Money markets have priced in the risk of another rate hike and pushed back expectations for a rate cut until later next year following the uptick in inflation.
Earlier this week, RBA governor Michele Bullock issued a word of warning to Aussies hoping for an interest rate cut, saying nothing was being ruled out.
“If it turns out, for example, that inflation starts to go up again or it’s much stickier than we think we’re not getting it down, then we won’t hesitate to move and raise interest rates again,” Bullock told a Senate estimates hearing.
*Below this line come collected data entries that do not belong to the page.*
Issue #9405, opened 2026-09-03
[Bug]: Antigravity Provider Google Sign-in not working


7A7z:
### Before submitting

- [x] I searched existing issues and did not find a duplicate.
- [x] I included enough detail to reproduce or investigate the problem.

### Area

apps/desktop

### Steps to reproduce

After installing antigravity on the provider menu , Click Google Sign-in

<img width="868" height="663" alt="Image" src="https://github.com/user-attachments/assets/caa76ce7-0051-4dc0-823c-24f9c57ffed9" />

### Expected behavior

Google sign-in to succeeds and the agy provider starts working 

### Actual behavior

Clicking on google sign-in hang like this for about 10 - 15 minutes before expiring

<img width="840" height="640" alt="Image" src="https://github.com/user-attachments/assets/d0262024-9655-47f9-833d-aa5b68cc2c96" />

### Impact

Blocks work completely

### Version or commit

0.0.39-nightly.20260903.1268

### Environment

Windows 11 25H2

### Logs or stack traces

```shell

```

OpticMystic:
I  too have this issue

orbitnull:
same issue

JyotirmoyDas05:
Same Problem

orbitnull:
Anyone found a solution?

y-ziane:
+1 same issue

WellyngtonF:
My PR fix this, just wait the team wake up to check

orbitnull:
someone should wake them up

PabloValencia14:
Additional reproduction and diagnostics from another Windows 11 user:

## Environment

- OS: Windows 11 25H2
- T3 Code: 0.0.39-nightly.20260903.1272 (d5825e1d2fb1)
- Antigravity provider: managed runtime installed by T3 Code
- Managed ACP runtime: agy_acp_server_20260818_01_RC01
- Browser: Vivaldi, registered as the default HTTP/HTTPS browser

## Reproduction

1. Enable Antigravity in Settings > Providers.
2. Install the managed Antigravity runtime.
3. Click Sign in with Google / Retry Google sign-in.
4. No browser window opens.
5. The UI does not show Open sign-in page or Copy sign-in link.
6. After waiting, authentication fails.

## Observed diagnostics

The managed runtime starts and ACP initialization succeeds. During the sign-in attempt, T3 records successful:

- ProviderAuthService.start
- ws.rpc.provider.auth.start
[...]

PR #9550, opened 2026-09-04
fix(antigravity): hand the Google sign-in URL to T3 through a browser preload

shootingallday:
On Windows, Antigravity Google sign-in stays on its starting state and never shows the link. #9425 started reading the browser-helper marker from stderr, but the helper never runs: the agent's Python 3.10 `webbrowser` runs the whole `BROWSER` value as one executable with the URL as its only argument, so the quoted `node -e ... -- %s` command cannot start. Python then logs "Could not open a browser automatically", and the agent's own stdout copy of the URL sits in a block-buffered `print()` that only flushes at exit. T3 has no path to the URL, and the flow expires.

Reproduced against the packaged agent (`agy_acp_server.exe`, PyInstaller Python 3.10.4) on Windows 11 with the installed nightly `0.0.39-nightly.20260903`. Reports in #9405 (closed by #9425) say sign-in still fails on the current nightly, which matches.

## Fix

- Sign-in launches set `BROWSER` to the bare T3 runtime executable, which Python can run, and add `NODE_OPTIONS=--require <profile>/antigravity-acp/t3-browser-preload.cjs`. Node resolves the URL argument as a path before preloads run, so the preload rebuilds the URL from `<cwd>/https:/host/path`, posts it to a per-sign-in loopback sink (`T3_ANTIGRAVITY_AUTH_SINK`, random token, 127.0.0.1, 204 only for `POST /<token>`), and exits 0. With no sink it writes the existing stderr marker, which the preflight check uses.
- Only the sign-in launch carries `NODE_OPTIONS`, the runtime `BROWSER`, and the sink, so turn subprocesses never inherit them. Other launches keep the unrunnable `BROWSER` value so no browser opens.
- The preload is written before the preflight helper runs, and the preflight now spawns the helper the way Python does: one executable, one URL argument.
- Existing stdout and stderr URL paths stay as fallbacks; #9425's same-URL dedup handles duplicate delivery.

Verified end to end on Windows with the real packaged agent: the sink receives the URL about 100 ms after `authenticate`, no browser window opens, and a rebuilt server bundle in the installed nightly completes sign-in.

## Tests

- New: only the sign-in launch is routed through the preload and sink; the sign-in URL reaches the sink from a real spawn of the preload; the profile is not created when the helper cannot start.
- Focused server suites (`antigravityAuthSupport`, `AntigravityAuth`, `AntigravityAcpSupport`, `AntigravityProvider`): 97 passed.
- Server typecheck, targeted lint, and format check pass.

Built with Claude Fable 5.1 in Claude Code.

---

> [!NOTE]
> **Medium Risk**
> Touches OAuth sign-in, loopback HTTP, and subprocess environment wiring; scope is limited to Antigravity personal/business browser auth with existing URL validation and sign-in-only env isolation.
> 
> **Overview**
> Fixes Antigravity OAuth on Windows (and similar hosts) where Python 3.10’s `webbrowser` runs `BROWSER` as a **single executable** with the URL as its only argument, so the old quoted `node -e` helper never runs and the auth link stays stuck in block-buffered agent stdout.
> 
> **Sign-in-only path:** When `onAuthorizationUrl` is set, the driver starts `serveAntigravityAuthorizationUrlSink` and passes its URL into `buildAntigravityAcpSpawnInput`. That launch sets `BROWSER` to the bare T3 runtime, adds `NODE_OPTIONS=--require <profile>/t3-browser-preload.cjs`, and `T3_ANTIGRAVITY_AUTH_SINK`. The preload rebuilds the URL from Node’s path-mangled argv, POSTs it to the one-shot `127.0.0.1` listener (random token, size cap), then exits 0. Normal ACP sessions keep the non-runnable `BROWSER` string and **no** preload/sink so subprocesses do not inherit sign-in env.
> 
> **Profile prep:** Writes `t3-browser-preload.cjs` before verification; browser preflight now spawns the runtime with a URL argument (matching Python), not `-e` inline script. `AntigravityProfile` gains `browserHelperPath` and `browserPreloadPath`. Stdout/stderr URL parsing remains as fallbacks.
> 
> Tests cover env split (sign-in vs session), end-to-end preload→sink delivery, and updated installation validation mocks for URL-as-first-arg.
> 
> <sup>Reviewed by [Cursor Bugbot](https://cursor.com/bugbot) for commit 35d2ecc886ca0218a747a1af540aeac96f707bf7. Bugbot is set up for automated code reviews on this repo. Configure [here](https://www.cursor.com/dashboard/bugbot).</sup>

> [!NOTE]
> ### Route Google sign-in URL to T3 via browser preload and loopback sink in Antigravity
> - Sign-in ACP launches now set `BROWSER` to the profile's runtime executable and append a generated CommonJS preload to `NODE_OPTIONS`; ordinary ACP launches keep the configured browser command
> - The preload reconstructs an HTTPS URL from the Node entry argument and POSTs it to a loopback sink (or falls back to the existing stdout marker when no sink is set), then exits
> - `serveAntigravityAuthorizationUrlSink` starts a scoped loopback HTTP server on an ephemeral port with a tokenized POST path; invalid routes return 404 and oversized bodies return 413
> - `prepareAntigravityProfile` writes the preload file into the ACP profile and rejects profile paths containing a double quote to avoid preload-path injection
> - `AntigravityDriver.create` starts a loopback sink when the runtime input supplies an auth-URL callback and passes the sink endpoint into the ACP spawn config
> - Behavioral Change: `antigravityEnvironment` now strips the auth-sink env var from inherited environment keys; only explicitly supplied sign-in launches receive it. Profiles with quoted preload paths now fail preparation with an auth-support error
>
> 
>
> <sup><a href="https://app.macroscope.com">Macroscope</a> summarized 35d2ecc.</sup>
> 
>

### DIFF
--- a/apps/server/src/provider/AntigravityInstallation.test.ts
+++ b/apps/server/src/provider/AntigravityInstallation.test.ts
@@ -312,7 +312,7 @@ it.layer(NodeServices.layer)("Antigravity installation", (it) => {
           const profile = command.options.env?.GEMINI_HOME;
           if (!profile) return yield* Effect.die("Expected a disposable validation profile.");
           profiles.add(profile);
-          const helper = command.args[0] === "-e";
+          const helper = command.args[0]?.startsWith("https://") === true;
           const output = yield* Queue.unbounded<Uint8Array>();
           const exited = yield* Deferred.make<ChildProcessSpawner.ExitCode>();
           const terminate = Deferred.succeed(exited, ChildProcessSpawner.ExitCode(0)).pipe(
--- a/apps/server/src/provider/Drivers/AntigravityDriver.ts
+++ b/apps/server/src/provider/Drivers/AntigravityDriver.ts
@@ -28,6 +28,7 @@ import {
   isAntigravitySignInRequiredError,
   prepareAntigravityProfile,
   resolveAntigravityProfileDirectory,
+  serveAntigravityAuthorizationUrlSink,
   type AntigravityAuthConfig,
 } from "../antigravityAuthSupport.ts";
 import {
@@ -151,6 +152,9 @@ export const AntigravityDriver: ProviderDriver<AntigravitySettings, AntigravityD
           Effect.provideService(Path.Path, path),
           Effect.provideService(ChildProcessSpawner.ChildProcessSpawner, spawner),
         );
+        const authorizationUrlSink = input.onAuthorizationUrl
+          ? yield* serveAntigravityAuthorizationUrlSink(input.onAuthorizationUrl)
+          : undefined;
         const runtime = yield* makeAntigravityAcpRuntime({
           ...input,
           authMethod: auth.authMethod,
@@ -161,6 +165,7 @@ export const AntigravityDriver: ProviderDriver<AntigravitySettings, AntigravityD
             cwd: input.cwd,
             baseEnv: processEnvironment,
             auth,
+            ...(authorizationUrlSink ? { authorizationUrlSink } : {}),
           }),
         }).pipe(Effect.provideService(Crypto.Crypto, crypto));
         return {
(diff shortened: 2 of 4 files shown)


shootingallday:
Closing; this did not follow the contribution process in CONTRIBUTING.md.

However, if growth was lower than anticipated, Bullock said the RBA would look to cut interest rates.
“If it turns out that the economy is much weaker than expected, and that puts more downward pressure on inflation, then we’ll be looking to ease,” she said.
Bullock likened to ‘soup nazi’
Finance expert David Koch said Bullock was using a “carrot-and-stick strategy” on Aussies and if “we don’t toe the line then the stick comes out”.
“It doesn’t get much clearer than that. Think the infamous soup nazi in the Seinfeld TV series: no rate cuts for you!” Koch wrote in The Nightly.
“Because that is what Ms Bullock is saying. No rate cuts for us for quite a while. Forget any cuts before the end of the year. There is now every likelihood of rate INCREASES.”
Koch and Koukoulas say a key piece of data to watch will be the unemployment rate, with the RBA aiming to bring inflation back to target while keeping unemployment as low as possible. The budget has forecast unemployment to hit 4.5 per cent by mid-2025.
“Economic history tells us that when economies weaken, unemployment initially rises slowly but then accelerates quickly,” Koch said.
“The question is whether we have reached that tipping point and saving jobs becomes more important than getting inflation down that little bit further to within the desired 2 to 3 per cent band.”